Work order - How many lines of these entries include the string "activations"? State the number alone.

*** Given entries ***

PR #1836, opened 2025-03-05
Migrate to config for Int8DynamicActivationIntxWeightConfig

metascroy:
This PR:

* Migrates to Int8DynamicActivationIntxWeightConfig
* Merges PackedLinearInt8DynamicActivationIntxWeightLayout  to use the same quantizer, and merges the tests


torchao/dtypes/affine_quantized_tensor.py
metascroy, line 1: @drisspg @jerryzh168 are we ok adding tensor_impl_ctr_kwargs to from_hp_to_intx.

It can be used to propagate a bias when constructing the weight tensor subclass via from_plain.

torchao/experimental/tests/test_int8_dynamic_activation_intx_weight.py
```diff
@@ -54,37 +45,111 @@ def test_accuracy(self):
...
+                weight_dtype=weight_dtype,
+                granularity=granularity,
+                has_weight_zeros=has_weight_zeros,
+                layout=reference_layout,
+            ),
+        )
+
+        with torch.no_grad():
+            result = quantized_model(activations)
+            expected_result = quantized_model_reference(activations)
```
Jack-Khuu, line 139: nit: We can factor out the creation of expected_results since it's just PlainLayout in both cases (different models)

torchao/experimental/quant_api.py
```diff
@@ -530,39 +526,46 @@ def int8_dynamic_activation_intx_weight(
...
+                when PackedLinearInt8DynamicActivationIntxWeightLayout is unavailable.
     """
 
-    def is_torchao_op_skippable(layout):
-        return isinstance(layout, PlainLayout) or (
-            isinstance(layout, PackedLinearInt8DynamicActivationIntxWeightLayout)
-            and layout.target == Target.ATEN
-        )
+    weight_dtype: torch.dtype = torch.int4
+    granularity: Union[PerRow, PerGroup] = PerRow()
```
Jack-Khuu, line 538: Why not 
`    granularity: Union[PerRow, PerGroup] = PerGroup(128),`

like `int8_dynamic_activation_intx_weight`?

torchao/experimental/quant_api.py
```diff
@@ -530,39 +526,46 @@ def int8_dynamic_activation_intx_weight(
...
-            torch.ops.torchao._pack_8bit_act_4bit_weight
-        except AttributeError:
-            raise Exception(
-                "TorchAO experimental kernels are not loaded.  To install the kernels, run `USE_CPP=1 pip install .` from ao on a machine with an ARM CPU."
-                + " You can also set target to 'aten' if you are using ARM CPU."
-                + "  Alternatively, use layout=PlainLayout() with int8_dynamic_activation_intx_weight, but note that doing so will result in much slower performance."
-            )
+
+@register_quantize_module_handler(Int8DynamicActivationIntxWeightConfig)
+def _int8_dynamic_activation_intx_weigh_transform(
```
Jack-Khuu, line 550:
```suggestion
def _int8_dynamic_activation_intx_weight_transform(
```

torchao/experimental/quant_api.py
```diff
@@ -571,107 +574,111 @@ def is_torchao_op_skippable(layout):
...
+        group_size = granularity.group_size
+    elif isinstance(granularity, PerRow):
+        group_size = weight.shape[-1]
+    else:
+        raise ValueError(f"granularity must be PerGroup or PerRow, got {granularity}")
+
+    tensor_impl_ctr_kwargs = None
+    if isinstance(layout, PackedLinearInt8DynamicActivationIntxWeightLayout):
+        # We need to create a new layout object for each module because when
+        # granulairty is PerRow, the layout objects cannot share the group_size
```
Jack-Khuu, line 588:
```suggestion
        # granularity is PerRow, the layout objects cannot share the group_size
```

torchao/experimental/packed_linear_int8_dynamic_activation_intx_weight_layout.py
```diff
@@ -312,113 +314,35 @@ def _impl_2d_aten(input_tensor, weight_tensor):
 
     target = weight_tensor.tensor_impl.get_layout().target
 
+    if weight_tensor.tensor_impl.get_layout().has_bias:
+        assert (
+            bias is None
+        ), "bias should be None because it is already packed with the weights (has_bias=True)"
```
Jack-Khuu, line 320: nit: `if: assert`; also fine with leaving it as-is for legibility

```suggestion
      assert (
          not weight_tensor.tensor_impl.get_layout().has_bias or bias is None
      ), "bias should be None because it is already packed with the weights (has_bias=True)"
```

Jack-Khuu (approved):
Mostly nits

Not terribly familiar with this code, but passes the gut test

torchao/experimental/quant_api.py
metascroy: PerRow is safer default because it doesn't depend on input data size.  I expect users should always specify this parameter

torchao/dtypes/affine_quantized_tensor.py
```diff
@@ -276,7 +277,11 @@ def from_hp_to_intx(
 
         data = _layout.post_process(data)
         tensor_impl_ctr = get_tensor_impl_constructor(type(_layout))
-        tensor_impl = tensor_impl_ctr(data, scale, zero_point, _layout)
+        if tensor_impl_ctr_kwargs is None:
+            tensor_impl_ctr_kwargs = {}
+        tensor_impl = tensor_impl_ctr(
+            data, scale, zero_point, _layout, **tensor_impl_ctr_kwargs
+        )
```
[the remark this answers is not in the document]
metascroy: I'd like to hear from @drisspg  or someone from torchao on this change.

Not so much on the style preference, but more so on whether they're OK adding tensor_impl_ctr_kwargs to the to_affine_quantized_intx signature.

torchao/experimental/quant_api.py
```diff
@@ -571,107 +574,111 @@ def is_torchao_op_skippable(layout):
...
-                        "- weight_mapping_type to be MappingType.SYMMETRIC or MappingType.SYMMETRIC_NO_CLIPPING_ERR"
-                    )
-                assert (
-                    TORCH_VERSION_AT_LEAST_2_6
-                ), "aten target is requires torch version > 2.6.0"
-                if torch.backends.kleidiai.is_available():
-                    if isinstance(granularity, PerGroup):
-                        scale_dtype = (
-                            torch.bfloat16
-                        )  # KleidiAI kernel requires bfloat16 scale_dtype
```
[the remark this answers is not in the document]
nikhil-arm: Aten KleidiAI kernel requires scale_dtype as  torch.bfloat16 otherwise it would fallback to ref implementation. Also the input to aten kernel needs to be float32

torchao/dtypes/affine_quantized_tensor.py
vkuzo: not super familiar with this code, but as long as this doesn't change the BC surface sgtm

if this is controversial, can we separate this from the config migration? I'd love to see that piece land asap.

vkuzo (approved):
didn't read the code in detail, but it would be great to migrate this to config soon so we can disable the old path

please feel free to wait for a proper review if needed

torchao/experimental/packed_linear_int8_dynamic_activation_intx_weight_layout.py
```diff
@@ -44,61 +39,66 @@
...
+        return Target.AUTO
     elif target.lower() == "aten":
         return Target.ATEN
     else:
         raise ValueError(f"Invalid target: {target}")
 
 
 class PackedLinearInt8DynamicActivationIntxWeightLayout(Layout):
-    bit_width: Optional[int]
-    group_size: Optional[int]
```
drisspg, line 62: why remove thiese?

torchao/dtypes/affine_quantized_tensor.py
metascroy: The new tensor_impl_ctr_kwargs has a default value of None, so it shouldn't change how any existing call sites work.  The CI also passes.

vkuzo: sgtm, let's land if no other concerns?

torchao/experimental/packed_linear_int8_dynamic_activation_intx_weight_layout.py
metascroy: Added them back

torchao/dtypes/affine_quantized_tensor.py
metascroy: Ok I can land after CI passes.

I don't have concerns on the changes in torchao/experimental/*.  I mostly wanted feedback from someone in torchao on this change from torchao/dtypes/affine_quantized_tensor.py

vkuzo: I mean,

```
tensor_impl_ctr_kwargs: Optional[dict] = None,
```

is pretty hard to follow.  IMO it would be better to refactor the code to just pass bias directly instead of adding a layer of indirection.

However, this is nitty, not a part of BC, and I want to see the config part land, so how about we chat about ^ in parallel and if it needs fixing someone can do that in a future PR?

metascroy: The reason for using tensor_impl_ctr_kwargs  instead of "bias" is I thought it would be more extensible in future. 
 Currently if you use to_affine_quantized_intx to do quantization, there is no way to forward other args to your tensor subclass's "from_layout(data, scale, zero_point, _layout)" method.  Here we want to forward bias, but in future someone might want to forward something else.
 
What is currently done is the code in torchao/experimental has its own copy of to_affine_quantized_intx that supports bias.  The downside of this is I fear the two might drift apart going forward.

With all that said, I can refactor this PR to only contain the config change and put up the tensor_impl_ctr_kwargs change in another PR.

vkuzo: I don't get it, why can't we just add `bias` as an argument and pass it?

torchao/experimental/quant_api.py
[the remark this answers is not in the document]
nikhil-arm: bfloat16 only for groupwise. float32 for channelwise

***

Solution - 2